(Updates markets in sixth paragraph.)
June 9 (Bloomberg) -- Thailand’s opposition Pheu Thai party, leading in polls before a July 3 election, favors letting prices of consumer goods move freely as the country faces inflation at a 32-month high, according to its leader Yingluck Shinawatra.
The party isn’t “afraid of the pricing inflation,” Yingluck, the sister of fugitive ex-leader Thaksin Shinawatra, said in an interview as she campaigned in Bangkok yesterday. “The price must be free and the price must not be monopolized by anyone.”
Consumer prices may jump as much as one percentage point once the government removes oil subsidies, Bank of Thailand Governor Prasarn Trairatvorakul said April 12. Thailand’s central bank has raised interest rates seven times in the past year to counter accelerating inflation.
“If they go in one shot obviously it hurts the pockets of consumers and we might see some short term adjustment,” Wellian Wiranto, a Singapore-based economist at HSBC Holdings Plc., said of removing the controls by phone today. “The underlying thing is if they have strong growth and strong income growth, then that should cancel out.”

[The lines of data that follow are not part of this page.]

PR #108, opened 2019-12-13
Fix type definition of alternate_languages

srenault:
- Fix https://github.com/prismicio/prismic-javascript/issues/102
- Remove dist file from the repository
- `npm audit fix`

### DIFF
--- a/src/documents.ts
+++ b/src/documents.ts
@@ -1,3 +1,10 @@
+export interface AlternateLanguage {
+  id: string;
+  uid: string;
+  type: string;
+  lang: string;
+}
+
 export interface Document {
   id: string;
   uid ?: string;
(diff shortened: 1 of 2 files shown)


src/documents.ts
```diff
@@ -1,3 +1,10 @@
+export interface AlternateLanguage {
+  id: string;
+  uid: string;
```
pasieronen: This should be `uid?: string`, I think (based on experimenting with the api)

pasieronen:
I'm facing the same issue, and would like to see this bugfix merged and released. The fix looks good (with one nit, commented above, about `uid` type).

Prime Minister Abhisit Vejjajiva has capped diesel tariffs and applied price controls to items such as eggs and cooking oil to shield Thailand’s 67 million people from inflation, which surged to 4.19 percent in May.
Thai stocks fell 1.1 percent as of the mid-day break, putting the benchmark SET Index on pace to extend its longest- losing streak in more than a year following downgrades on concerns about the election. About 100 people have been killed following disputes over the last election in 2007 won by Thaksin’s allies.
The Pheu Thai party aims to reassess the value chain and eliminate monopolies to ensure prices move according to supply and demand, prompting them to fall, Yingluck said. It plans to “help a little bit” to reduce oil prices by adjusting the excise tax in times of economic duress, she said.
“If in the future the economy is getting better, we have to adjust back to normal so we don’t interfere and cap the price,” she said, without specifying whether she would lift any other price controls.
“It doesn’t seem to be realistic to remove subsidies in Thailand at this stage,” Hideki Hayashi, a global economist at Mizuho Securities Co. in Tokyo, said by phone. “With such political instability, the country was able to grow because it’s a society where poor people can still afford to buy food, drinks and other necessities quite cheaply.”
Yingluck would become Thailand’s first-ever female leader if Pheu Thai forms a government. She resigned as chief executive officer of property developer SC Asset Corp. last month to participate in the election and was formerly president of Advanced Info Service Pcl, a mobile-phone company founded by Thaksin that is now Thailand’s biggest.
Thailand is “really behind in terms of infrastructure and technology,” Yingluck said, calling for bidding on third- generation mobile-phone licenses to take place quickly after the establishment of a telecommunications regulator.
Pheu Thai is the latest incarnation of parties loyal to Thaksin that have won the past four elections, with the last three results being overturned by court rulings and the 2006 coup that toppled Thaksin from power. He has directed party affairs from overseas since fleeing a 2008 jail sentence for abuse of power.
Abhisit has promised to raise the minimum wage by 25 percent, give cash to the elderly and guarantee farmers’ incomes to appeal to voters loyal to Thaksin. Yingluck’s party also plans variations of the same policies.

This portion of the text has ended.